OED: Towards One-stage End-to-End Dynamic Scene Graph Generation

TL;DR

This work tackles dynamic scene graph generation (DSGG) in videos and the inefficiency of multi-stage pipelines that separately handle detection, association, and relation classification. It introduces OED, a one-stage end-to-end framework that models $P(\langle s,p,o\rangle|V)$ as a set prediction problem using pair-wise subject-object features, bypassing explicit object tracking. A Progressively Refined Module (PRM) aggregates temporal context by iteratively selecting reference pair-wise features and refining target-frame features, enabling end-to-end training without trackers. On Action Genome, OED achieves state-of-the-art performance in SGDET and strong results in PredCLS, highlighting the value of unified optimization and robust temporal aggregation for DSGG.

Abstract

Dynamic Scene Graph Generation (DSGG) focuses on identifying visual relationships within the spatial-temporal domain of videos. Conventional approaches often employ multi-stage pipelines, which typically consist of object detection, temporal association, and multi-relation classification. However, these methods exhibit inherent limitations due to the separation of multiple stages, and independent optimization of these sub-problems may yield sub-optimal solutions. To remedy these limitations, we propose a one-stage end-to-end framework, termed OED, which streamlines the DSGG pipeline. This framework reformulates the task as a set prediction problem and leverages pair-wise features to represent each subject-object pair within the scene graph. Moreover, another challenge of DSGG is capturing temporal dependencies, we introduce a Progressively Refined Module (PRM) for aggregating temporal context without the constraints of additional trackers or handcrafted trajectories, enabling end-to-end optimization of the network. Extensive experiments conducted on the Action Genome benchmark demonstrate the effectiveness of our design.

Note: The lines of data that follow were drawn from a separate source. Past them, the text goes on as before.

PR #1414, opened 2025-08-07
fix: node version check

filip131311:
This PR changes `getMinimumSupportedNodeVersion` logic to return the most restrictive version instead of the first found one. This Solves an issue with projects that have updated rn version but not the engine requirements in their package.json. 

### How Has This Been Tested: 

add a brak point to the `getMinimumSupportedNodeVersion` method run in tin the `react-native-81` test app and check if the return value is 22.14 instead of 18

internal change

### DIFF
--- a/packages/vscode-extension/src/utilities/getMinimumSupportedNodeVersion.ts
+++ b/packages/vscode-extension/src/utilities/getMinimumSupportedNodeVersion.ts
@@ -1,5 +1,8 @@
 import fs from "fs";
 import { Logger } from "../Logger";
+import semver from "semver";
+
+const DEFAULT_MINIMUM_NODE_VERSION = ">=18";
 
 /* 
 This function return a minimum supported node version for given appRoot assuming node_modules are installed,
@@ -8,8 +11,10 @@ of react native, so it should be always used after node_modules installation.
 */
 export function getMinimumSupportedNodeVersion(appRoot: string): string {
   const appPackageJson = require(`${appRoot}/package.json`);
+  let applicationMinimumNodeVersion;
+  let reactNativeMinimumNodeVersion;
   if (appPackageJson.engines && appPackageJson.engines.node) {
-    return appPackageJson.engines.node;
+    applicationMinimumNodeVersion = appPackageJson.engines.node;
   }
 
   if (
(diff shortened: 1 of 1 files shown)


packages/vscode-extension/src/utilities/getMinimumSupportedNodeVersion.ts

The code and models are available at \url{https://github.com/guanw-pku/OED}.

Figures (3)

• Figure 1: Comparison between existing multi-stage paradigm and proposed one-stage end-to-end framework. (a) Multi-stage methods, typically detect object instances by individual object detector and may associate objects between frames to aggregate temporal context based on detection results, followed by predicate classification for all candidate subject and object pairs, where tracking maybe lost. (b) Our one-stage end-to-end method, directly generates dynamic scene graph for given video sequence, without individual consideration for object instance detection and tracking. The missing spatial context and predicate temporal dependency could be supplemented with spatial context of reference frames.
• Figure 2: OED Framework: Spatial-temporal context aggregation is conducted within a one-stage end-to-end paradigm. Visual features of the target frame and reference frames are extracted using a CNN backbone and a Transformer encoder. Subsequently, two cascaded decoders are employed to aggregate spatial context both within and between pairs. Temporal context is then aggregated in a progressively refined manner, considering pair-wise features of the target frame and reference frames.
• Figure 3: Progressively refined long-range global temporal context aggregation.